Watchdog: Pompeo spent $65,000 on taxpayer-funded ‘Madison Dinners’
Former Secretary of State Mike Pompeo spent an estimated $65,000 on lavish, taxpayer-funded dinners at the State Department, according to documents released Wednesday by a government watchdog group.
The price tag is an increase from the initial estimate of $40,000 that Citizens for Responsibility and Ethics in Washington (CREW), the watchdog group, first disclosed in December after obtaining documents from a Freedom of Information Act request.
The so-called Madison Dinners held by Pompeo and his wife were defended by the Trump administration as an opportunity to discuss the mission of the State Department and U.S. foreign policy with an array of thought leaders from government, academia, business and the media.
Yet the guest lists, first reported by NBC News last year, featured influential conservative media personalities and top GOP donors, raising questions of Pompeo’s political ambitions beyond the State Department.
Pompeo is considered a potential 2024 presidential candidate. He has launched his own political action committee, and made headline appearances at key election rallies and fundraisers since the end of the Trump administration.
During Pompeo’s time as America’s top diplomat, at least two congressional committees probed his conduct at the State Department over criticisms of politicization.
CREW said the new documents reveal efforts by Pompeo’s State Department to obscure costs related to the dinners to avoid scrutiny from Capitol Hill.
The watchdog group said State Department staff made efforts to avoid using the term “Madison Dinners” when listing expenses and inventory “to not get questions” from Congress.
CREW tallied the total expense for an estimated two dozen dinners to the amount of $64,911 by analyzing more than 500 pages of expense reports, invoices, receipts and checks.

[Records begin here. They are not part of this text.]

PR #5, opened 2016-08-01
Setup ESLint using shared config

robertknight:
This sets up ESLint using the same shared config as the `client` and `h` repos.

There are three commits in this PR:

- The first adds the ESLint config and a `make lint` task
- The second fixes up trivial issues using `eslint . --fix`
- The third includes manual fixes for the remaining issues, which included several missing function returns, missing or misplaced 'use strict' and parenthesis in the wrong place in a function call

### DIFF
--- a/src/chrome/lib/destroy.js
+++ b/src/chrome/lib/destroy.js
@@ -1,15 +1,14 @@
 // Script injected into the page to trigger removal of any existing instances
 // of the Hypothesis client.
-(function () {
-  'use strict';
 
-  var annotatorLink =
-    document.querySelector('link[type="application/annotator+html"]');
+'use strict';
 
-  if (annotatorLink) {
-    // Dispatch a 'destroy' event which is handled by the code in
-    // annotator/main.js to remove the client.
-    var destroyEvent = new Event('destroy');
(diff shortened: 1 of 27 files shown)


src/chrome/lib/destroy.js
```diff
@@ -1,15 +1,14 @@
 // Script injected into the page to trigger removal of any existing instances
 // of the Hypothesis client.
-(function () {
```
nickstenning: Removing this IIFE means that `annotatorLink` now gets exposed on `window`, which I'm pretty sure is not what we want.

nickstenning: I'd guess you probably stop eslint from doing this automatically by passing `document` into the function:

```javascript
(function (document) {
  ...
}(window.document));
```

robertknight: This script is now run in an isolated world as a content script. That's why it destroys the annotator by sending a DOM event rather than accessing `window.annotator` directly - which it can't see.

nickstenning: Ah. Right. Ok!

nickstenning:
LGTM.

PR #6, opened 2016-09-13
Add a script that creates and pushes a new tag

robertknight:
It serves mostly as documentation for the current release process and a reference for when we come to automate the process entirely in future.

### DIFF
--- a/tools/release-it
+++ b/tools/release-it
@@ -1,0 +1,26 @@
+#!/bin/sh
+
+# Create a new tag release of the browser extension.
+#
+# The current workflow for a browser extension release is:
+#
+#  1. Update the 'hypothesis' package dependency to the latest version
+#  2. Update the package version to match the 'hypothesis' client package
+#     version
+#  3. Tag and push a new release of the browser-extension repo using this
+#     script
+#  4. When the Travis CI builds for the tag complete, upload the
+#     extension to the Chrome Web Store
+
+set -eu
+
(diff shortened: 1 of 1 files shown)


tools/release-it
```diff
@@ -0,0 +1,26 @@
...
+#     extension to the Chrome Web Store
+
+set -e
+
+VERSION=$(node -e "console.log(require('./package.json').version)")
+TAG_NAME=v$VERSION
+
+git fetch --tags
+git tag --sign $TAG_NAME -m "Release $TAG_NAME"
+git push --tags
```
nickstenning: `git push --follow-tags` would be safer here.

tools/release-it
```diff
@@ -0,0 +1,26 @@
...
+#
+#  1. Update the 'hypothesis' package dependency to the latest version
+#  2. Update the package version to match the 'hypothesis' client package
+#     version
+#  3. Tag and push a new release of the browser-extension repo using this
+#     script
+#  4. When the Travis CI builds for the tag complete, upload the
+#     extension to the Chrome Web Store
+
+set -e
```
nickstenning: It's also good practice to `set -u` in order to warn about unset variables.

chdorner: And `set -eu` will make you feel like you're part of the EU many years from now!

robertknight: Thanks. I didn't know about `set -u`. On my system at least, `set -eu` aborts the script rather than just warning about unset variables, which is good.

PR #8, opened 2016-09-19
build env in containers using compose

cove:
See https://github.com/hypothesis/h/pull/3888


nickstenning:
As previously discussed, I don't think we currently want or need to build the browser extension in a Docker container.

PR #9, opened 2016-09-26
Update PDF.js

robertknight:
_**This depends on the client PR https://github.com/hypothesis/client/pull/134**_

This PR updates PDF.js to the current version and adds a script to document the process of updating PDF.js and make it easier to update in future.

The first commit adds a script `tools/update-pdfjs` which fetches the latest version of PDF.js from the GitHub viewer demo page, patches the viewer code to load the Hypothesis client and remove the origin check for the loaded PDF.

The second commit removes the previous version of PDF.js from `src/chrome/content` and adds the latest version in the more obviously-named location `src/vendor/pdfjs`.


sean-roberts:
From offline conversation, Robert mentioned that he missed a file push with his changes.

robertknight:
The previous commit failed to build due to a subdirectory of `src/vendor/pdfjs` matching the `.gitignore` rules and therefore not being included when I `git add`-ed the `src/vendor/pdfjs` directory. I have updated this PR with the latest version of PDF.js, added the `pdfjs/build` directory and modified the `.gitignore` rules.

robertknight:
When testing this, I would suggest creating a build of the production extension and eyeballing a few PDFs that have recently been annotated with public annotations.

robertknight:
@sean-roberts - The missing vendor files in `src/vendor/pdfjs/build` have been added to Git. This is good for review again.

src/vendor/pdfjs/web/viewer.html
```diff
@@ -14,33 +14,36 @@
...
-http://sourceforge.net/adobe/cmap/wiki/License/
+Adobe CMap resources are covered by their own copyright but the same license:
+
+    Copyright 1990-2015 Adobe Systems Incorporated.
+
+See https://github.com/adobe-type-tools/cmap-resources
 -->
 <html dir="ltr" mozdisallowselectionprint moznomarginboxes>
   <head>
+<script async defer src="/public/embed.js"></script>
```
nickstenning: I reckon we probably only want/need `async` here, as that gives us some flexibility about when we instantiate what. (It's also what we recommended in [our own docs](https://h.readthedocs.io/en/latest/publishers/embedding/).)

tools/update-pdfjs
```diff
@@ -0,0 +1,27 @@
+#!/bin/sh
+
```
nickstenning: It's always a good idea to make sure you catch unexpected errors and don't plough on through the script by adding (at least) `set -eu` at the top.

tools/update-pdfjs
```diff
@@ -0,0 +1,27 @@
...
+# Remove example content from viewer
+rm $DEST_DIR/web/*.pdf
+
+# Remove the check that the PDF being loaded is from the same origin as the
+# viewer
+sed -i '/^\s*validateFileURL(file)/d' $DEST_DIR/web/viewer.js
+
+# Add code to load the Hypothesis client when the viewer runs
+sed -i '/<head>/a <script async defer src="\/public\/embed.js"></script>' $DEST_DIR/web/viewer.html
```
nickstenning: Oops, I suppose my comment about the `defer` attribute should probably have gone here...

src/vendor/pdfjs/web/viewer.html
robertknight: Done. I have also changed the code that inserts the `<script>` to put it just before the closing `</head>` tag to match where it was placed previously and ensure that it always loads after the PDF.js scripts.

tools/update-pdfjs
robertknight: Done

tools/update-pdfjs
robertknight: Done. I have changed it here.

robertknight:
> On neither of these do I see rendered highlights, and on neither of these does clicking on annotations scroll to the appropriate part of the document.

Discussed in Slack, this was due to using a client build without https://github.com/hypothesis/client/pull/134

* Added `set -eu` to top of `tools/update-pdfjs`
* Changed the script in `tools/update-pdfjs` to insert the `<script>` tag using only async rather than defer and changed the sed command to insert it before the closing `</head>` tag where it was previously.
* Updated PDF.js to the current release (1.6.343) and tested with the two PDFs mentioned above

nickstenning:
Ok, looks good.

Issue #12, opened 2016-11-24
Anchoring failures after PDF.js update


robertknight:
After testing a bunch more PDFs against the recent PDF.js update, I found a case where annotations that were anchored in the previous version are now not anchored: https://github.com/hypothesis/browser-extension/pull/9

**Steps to reproduce:**

Using a production build of the Chrome extension and Hypothesis client >= v0.47.0:

1. Open https://www.jyu.fi/edu/laitokset/okl/koulutusala/vkluoko/tietopankki/tutkimusta/viittomakielinen_juhlajulkaisu_nettiversio.pdf
2. Activate Chrome extension
3. Watch the bucket bar counter in the bottom-right corner of the screen increment as annotations are anchored. Wait until it stops increasing.
4. Sort annotation list by location, scroll it to the bottom and click on it to scroll to the last annotation in the document

**Expected:** Annotation counter matches the number of annotations on the page as displayed in the sidebar (79 at the time of writing). Clicking on the annotation at the bottom of the sidebar scrolls the PDF viewer.
**Actual:** Annotation counter stops at a much smaller number (10 at the time of writing), clicking on the annotation at the bottom of the sidebar scrolls the PDF viewer 

**Notes**

Compare with Via which is running an older version of PDF.js. On Via, after the document opens, 79 annotations anchor - indicated by the counter in the bucket bar. With newer PDF.js, that counter only ever gets up to 10.

judell:
@robertknight this is a key finding that I want to include in the new testing harness, but I'm not seeing any annotations in the db for that url (or even a substring of it, like www.jyu.fi/edupsy).

judell:
@robertknight any chance you have that PDF lying around?

judell:
Update: Here is the report on what I've found so far, using an automatic method for comparing anchoring results (augmented with manual comparison): https://github.com/judell/h_puppeteer/blob/master/results2.md

tl;dr PDF.js v2 mostly works fine, as you'd expect since it is now what Firefox users are getting by default (by way of the bookmarklet) and we aren't hearing complaints. But the method used to produce that report, and the issues discussed in it, have yet to be reviewed.

PS: I have never tracked down the PDF that prompted the title of this now almost 3-year-old issue.

robertknight:
[...]

PR #13, opened 2016-11-24
Revert "Update PDF.js"

robertknight:
Reverts hypothesis/browser-extension#9 until the cause of the regression in https://github.com/hypothesis/browser-extension/issues/12 is found and fixed in the client code.

CC @nickstenning


nickstenning:
Okdoke.

PR #17, opened 2017-01-19
Adding Google Analytics staging/dev property to browser-extension

sean-roberts:
Part of the work for: hypothesis/product-backlog#117

Adds the client stage/dev property analytics tracking id


robertknight:
LGTM

PR #18, opened 2017-01-23
Identify extension appTypes

sean-roberts:
Instrumenting the appType identifier for chrome-extension

### DIFF
--- a/settings/chrome-dev.json
+++ b/settings/chrome-dev.json
@@ -8,5 +8,6 @@
 
   "googleAnalytics": "UA-26026798-6",
 
-  "browserIsChrome": true
+  "browserIsChrome": true,
+  "appType": "chrome-extension"
 }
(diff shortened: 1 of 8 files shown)


chdorner:
We should probably add `"appType": "firefox-extension"` to the `settings/firefox-*.json` settings.

sean-roberts:
Added

settings/chrome-dev.json
```diff
@@ -8,5 +8,6 @@
 
   "googleAnalytics": "UA-26026798-6",
 
-  "browserIsChrome": true
+  "browserIsChrome": true,
```
robertknight: I wondered where `browserIsChrome` is used at first, then I saw that it is used by the extension manifest template. In future we might want to separate out the settings that are only used when building the extension vs. those that are used by the client.

robertknight:
LGTM

PR #22, opened 2017-02-15
Add a script to automate creating a new extension release

robertknight:
- Add 'preversion' and 'postversion' scripts to support creating new
   client versions using the 'npm version' command.

 - Add a `tools/update-client` script which updates the client
   to the latest version on npm, runs the tests and creates a new
   tag release using the same version as the client package.

This automates steps 3-6 of the documentation at https://github.com/hypothesis/playbook/blob/master/docs/chrome-extension.md .

In future we might be able to avoid needing to update the extension for each client release by just having the extension load the boot script bundled with the client. Until then, this makes creating new extension releases a little bit easier.


package.json
```diff
@@ -41,6 +41,8 @@
     "whatwg-fetch": "^0.10.1"
   },
   "scripts": {
+    "postversion": "git push --follow-tags",
```
seanh: Cool, I didn't know about `--follow-tags`, but it's just what we want

tools/update-client
```diff
@@ -0,0 +1,25 @@
...
+# using the latest version of the client available on npm.
+
+set -eu
+
+LATEST_CLIENT_VERSION=$(npm view hypothesis version)
+
+# Update checkout
+git checkout master
+git fetch
+git reset --hard origin/master
```
seanh: I think this could delete uncommitted changes. Do you think it should run something like `git status --short` before it does any of these git commands? (And the script should crash with an error if there is any output from `git status --short`)

We could also make it do `git branch | grep '^\*'` and if the output isn't `* master` then abort, rather than changing the user's branch on them (potentially without them noticing)

robertknight: > I think this could delete uncommitted changes.

Yes, it will. Developers have to learn somehow :P

In all seriousness, I can change this to something a bit less brutal. `git status --name --untracked-files=no` should output an empty string if there are no uncommitted changes.

fatbusinessman: > `git status --name --untracked-files=no` should output an empty string if there are no uncommitted changes.

Can you also do `git diff --quiet HEAD` and check the exit code? I’ve given it a go and it *seems* to work whether the changes are in the index or not, and ignores untracked files in the same way. I’m aware I may well have missed some case where it fails, though.

robertknight: Thanks @fatbusinessman - I didn't know about the `--quiet` and `--exit-code` args to `git diff`.

tools/update-client
```diff
@@ -0,0 +1,30 @@
...
+LATEST_CLIENT_VERSION=$(npm view hypothesis version)
+
+# Check that working tree is clean
+if ! git diff --quiet HEAD ; then
+  echo "There are uncommitted changes in the working tree or index."
+  exit 1
+fi
+
+# Update checkout
+git checkout master
```
seanh: Hmm. I still think it'd be better to check whether they are on master and bail if they aren't, rather than quietly changing the user's branch on them which they may not expect or notice.

seanh:
Cool, the script is looking really nice and simple. I left one more comment about not changing branches, but I'll approve this and leave it up to you whether you want to make that change.

robertknight:
I hope you don't mind seanh, but I'm going to go ahead and merge this as-is and perhaps add a branch check later.

seanh:
Cool, no probs

PR #657, opened 2021-09-16
Add remaining missing types and disable `noImplicitAny`

robertknight:
Add remaining missing types so that the code typechecks with `noImplicitAny`
enabled in tsconfig.json.

### DIFF
--- a/src/background/browser-action.js
+++ b/src/background/browser-action.js
@@ -17,8 +17,12 @@ const icons = {
   },
 };
 
-// themes to apply to the toolbar icon badge depending on the type of
-// build. Production builds use the default color and no text
+/**
+ * Themes to apply to the toolbar icon badge depending on the type of
+ * build. Production builds use the default color and no text
+ *
+ * @type {Record<string, { defaultText: string, color: string }>}
+ */
 const badgeThemes = {
   dev: {
     defaultText: 'DEV',
@@ -29,11 +33,6 @@ const badgeThemes = {
     color: '#EDA061', // Porche orange-pink
   },
 };
-
-// Fake localization function.
-function _(str) {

For example, the watchdog group said that an original tally of $10,433 for custom engraved pens actually cost $12,717 — reflected in a September 2018 invoice from the pen manufacturer.
The new documents show staff requesting vendors to reissue invoices citing costs for “Secretary of State U.S. Foreign Policy Discussion Dinner Series” instead of Madison Dinners, and other invoices transmitted to Congress listing expenses related to the dinners as “SECSTATE Gift Inventory.”
The group further said that staff avoided using the Madison Dinners on other expense lists by labeling purchases and services, such as for liquor and waitstaff, for “U.S. Foreign Policy Discussion Dinner series hosted by SECSTATE.”
CREW said the documents raise questions of how much the Madison Dinners depleted the State Department’s “K Fund,” appropriated by Congress to be used for unforeseen emergencies in the diplomatic and consular service.
For example, money in the fund was used as part of the State Department’s efforts to repatriate more than 100,000 Americans following worldwide border closures at the start of the coronavirus pandemic in March 2020.
CREW called for the State Department’s Office of Inspector General (OIG) to audit the K Fund during Pompeo’s tenure at the agency, between April 2018 and January 2021, particularly since an OIG report released in April that found Pompeo and his wife violated State Department ethics and misused resources by having staff run personal errands for them.